While on its way, the driver of the bus was driving fast and when he applied the brakes it cause the bus to be
overturned. The driver, the conductor, and some passengers were able to free themselves from the bus except
Bataclan and 3 others. The passengers called the help of the villagers and as it was dark, the villagers brought
torch with them. The driver and the conductor failed to warn the would-be helpers of the fact that gasoline has
spilled from the overturned bus so a huge fire ensued which engulfed the bus thereby killing the 4 passengers
trapped inside. It was also found later in trial that the tires of the bus were old.
ISSUE: Whether or not the proximate cause of the death of Bataclan et al was their burning by reason of the
torches which ignited the gasoline.
HELD: No. The proximate cause was the overturning of the bus which was caused by the negligence of the
driver because he was speeding and also he was already advised by Medina to change the tires yet he did not.

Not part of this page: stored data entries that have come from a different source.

PR #1510, opened 2022-02-25
Middleware request ergonomics

gotjoshua:
- [x] add keys to put and add requests ([5bd4a8](https://github.com/gotjoshua/Dexie.js/commit/5bd4a893738fc2a0e2e37be35245e338db28a888))
- [x] export getEffectiveKeys

### DIFF
--- a/src/hooks/hooks-middleware.ts
+++ b/src/hooks/hooks-middleware.ts
@@ -37,9 +37,13 @@ export const hooksMiddleware: Middleware<DBCore>  = {
           const {deleting, creating, updating} = dxTrans.table(tableName).hook;
           switch (req.type) {
             case 'add':
+              // Ensure that the req has keys
+              req.keys = getEffectiveKeys(downTable.schema.primaryKey, req)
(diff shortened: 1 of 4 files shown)


src/hooks/hooks-middleware.ts
```diff
@@ -37,9 +37,13 @@ export const hooksMiddleware: Middleware<DBCore>  = {
           const {deleting, creating, updating} = dxTrans.table(tableName).hook;
           switch (req.type) {
             case 'add':
+              // Ensure that the req has keys
+              req.keys = getEffectiveKeys(downTable.schema.primaryKey, req);
```
dfahlander, line 41: This would slow down all requests even when there are no hooks registered.
Not all hooks would need to have the keys so even if there was an 'adding' hook registered, it could hurt performance for hooks that wouldn't want this.

dfahlander:
Thanks for this PR. To export getEffectiveKeys() in public Dexie API would be ok but I would avoid adding keys to put and add requests generically as it could hurt performance.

Such negligence resulted to the overturning of the bus. The torches carried by the would-be helpers are not to be
blamed. It is just but natural for the villagers to respond to the call for help from the passengers and since it is a
rural area which did not have flashlights, torches are the natural source of lighting. Further, the smell of gas could
have been all over the place yet the driver and the conductor failed to provide warning about said fact to the
villagers.
WHAT IS PROXIMATE CAUSE?
Proximate cause is that cause, which, in natural and continuous sequence, unbroken by any efficient intervening
cause, produces the injury, and without which the result would not have occurred.
And more comprehensively, the proximate legal cause is that acting first and producing the injury, either
immediately or by setting other events in motion, all constituting a natural and continuous chain of events, each
having a close causal connection with its immediate predecessor, the final event in the chain immediately
effecting the injury as a natural and probable result of the cause which first acted, under such circumstances that
the person responsible for the first event should, as an ordinary prudent and intelligent person, have reasonable
ground to expect at the moment of his act or default that an injury to some person might probably result
therefrom.
People vs alconga
Facts: On May 27, deceased Silverio Barion, the banker of the card game, was playing black jack against Maria
De Raposo. De Raposo and Alconga were partners in the game, they had one money. Alconga was seated behind
Barion and he gave signs to De Raposo. Barion, who was suffering losses in the game, found this out and he
expressed his anger at Alconga. The two almost fought outright this was stopped.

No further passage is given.